Jestem przede wszystkim malarzem. Wszystko inne jest dodatkiem. Rzecz jasna, człowiek musi o czymś myśleć, a malarstwo jest tak tajemniczym zjawiskiem, że trzeba przy okazji być trochę myślicielem.
– Jerzy Nowosielski (Mówi Jerzy Nowosielski: Jestem grzesznikiem, ale się tym nie chwalę. Z Jerzym Nowosielskim rozmawia Kazimierz Targosz, „Przekrój” 11/1998)
Ja nigdy w życiu nie powiedziałem sobie, że mi czegoś nie wolno… Przynajmniej w sztuce wolno mi wszystko.
– Jerzy Nowosielski (Sztuka nie boi się propagandy. Z Jerzym Nowosielskim rozmawia Krystyna Czerni, „Res Publica” 9/1988)
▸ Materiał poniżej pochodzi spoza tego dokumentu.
PR #1149, opened 2019-10-31
chore(vrts): define new spec `listPropsOfChild` prop

montezume:
#### Summary

We sometimes have Specs that look like this.

```js
      <Spec label="when inverted" omitPropsList={true}>
          <Label tone="inverted">Hello</Label>
        </ThemeProvider>
      </Spec>
```

In these cases, we would usually use `omitPropsList`, because otherwise, our props list will come from `ThemeProvider`, instead of from the component that we are testing.

By adding this prop, we can tell our `Spec` to use the child, and therefore display the correct props.

### DIFF
--- a/test/percy/README.md
+++ b/test/percy/README.md
@@ -191,5 +191,6 @@ A `Spec` should render your component in a specific state.
 
 You may use the prop `propsToList` to specify which props you want to display within the snapshot. Ideally, these should be the ones which you are testing. If `propsToList` is not defined, every prop will be displayed.
 If don't want to display any props at all, use `omitPropsList`.
+If you want to display of the child of the children you pass it, use `listPropsOfChild`. This can be useful if you need to wrap your component in a `ThemeProvider`.
 
 You can use multiple specs within a `Suite`.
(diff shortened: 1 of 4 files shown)


test/percy/README.md
```diff
@@ -191,5 +191,6 @@ A `Spec` should render your component in a specific state.
 
 You may use the prop `propsToList` to specify which props you want to display within the snapshot. Ideally, these should be the ones which you are testing. If `propsToList` is not defined, every prop will be displayed.
 If don't want to display any props at all, use `omitPropsList`.
+If you want to display of the child of the children you pass it, use `listPropsOfChild`. This can be useful if you need to wrap your component in a `ThemeProvider`.
```
jonnybel: This phrase sounds a bit confusing to me.. It's hard to refer to a "grand-child" of a component 😆 

Maybe something like
```suggestion
If you want to display the props of a nested component which is wrapped by the direct child of `Spec`, use `listPropsOfChild`. This can be useful if you need to wrap your component in a `ThemeProvider`.
```

test/percy/spec.js
```diff
@@ -100,14 +103,20 @@ const Props = props => {
 Props.displayName = 'Props';
 Props.propTypes = {
   children: PropTypes.node.isRequired,
+  listPropsOfChild: PropTypes.bool.isRequired,
```
jonnybel: Nit: How about `listPropsOfNestedChild`? Because this is a prop of `Spec`, and we're referring not to its child, but to the child of its child 👶 So it's like further _nested_  😃🤷‍♂

montezume: ya that makes sense, switched it.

Oferowany „Okręt na morzu” z 1947 roku wiąże się z najwcześniejszym okresem twórczości Jerzego Nowosielskiego. Artysta wszedł wówczas w kontakt z Grupą Młodych Plastyków (późniejszą II Grupą Krakowską). W 1945 roku na inauguracyjnej wystawie w Związku Literatów w Krakowie, w której wziął udział obok m.in. Tadeusza Brzozowskiego, Andrzeja Cybulskiego, Janiny Kraupe czy Mieczysława Porębskiego, współzałożyciel grupy Tadeusz Kantor tak scharakteryzował młodych, aspirujących artystów: „(…) jestem przekonany o jednym, że nie rozłączą się – że będą tworzyli zbiorowo – kolektywnie – w przekonaniu, że tylko taka praca może dać realne wyniki organizowania myśli artystycznej i życia – że będą zahaczać swoją twórczością o teatr, literaturę – że ponad czystą konstrukcją obrazu budowanego u podstaw rygorystyczną abstrakcją i narastającą nadbudową indywidualnej wizji klimatu – własnej temperatury – ponad elementami formy – ale i tylko przez nią ujmą przedmiot dzisiejszej rzeczywistości” (Jerzy Nowosielski, wyd. Galeria Starmach, Fundacja Nowosielskich, 2003, s. 552).
Wczesne prace Jerzego Nowosielskiego zostały entuzjastycznie przyjęte przez krytykę. Pośród innych twórców swojego pokolenia, artysta „wyróżniał się wybitną oryginalnością” (Gutowski M., Obrazy Nowosielskiego, „Dziennik Polski” 1956, nr 90). Podkreślano jego umiejętność w operowaniu barwną plamą i sprowadzaniu jej do płaszczyzny obrazu. Nowosielski skupiał się na zagadnieniu formy, pozostając z dala od kubizmu i abstrakcjonizmu. W jego pracach kolor nie jest rozproszony, a ujęty w swej istocie, co przy swoistej monumentalności i lapidarności kompozycji przywołuje wspomnienie quattrocenta.
Prezentowana praca przywołująca na myśl słynny polski transatlantyk „MS Batory”, mimo oszczędnej formy, jest pełna wyrazu. Majestatyczny statek tnie taflę wody, tworząc na grzbietach fal białą pianę. Spokojna, otwarta kompozycja ukazuje ciągnący się po horyzont bezmiar niebieskiego żywiołu. Oferowany obraz jest świadectwem rodzącej się w połowie lat 40. konsekwentnej i spójnej drogi artystycznej Nowosielskiego. Jego pojawienie się na rynku antykwarycznym jest ważnym wydarzeniem dla miłośników twórczości tego nieprzeciętnego artysty.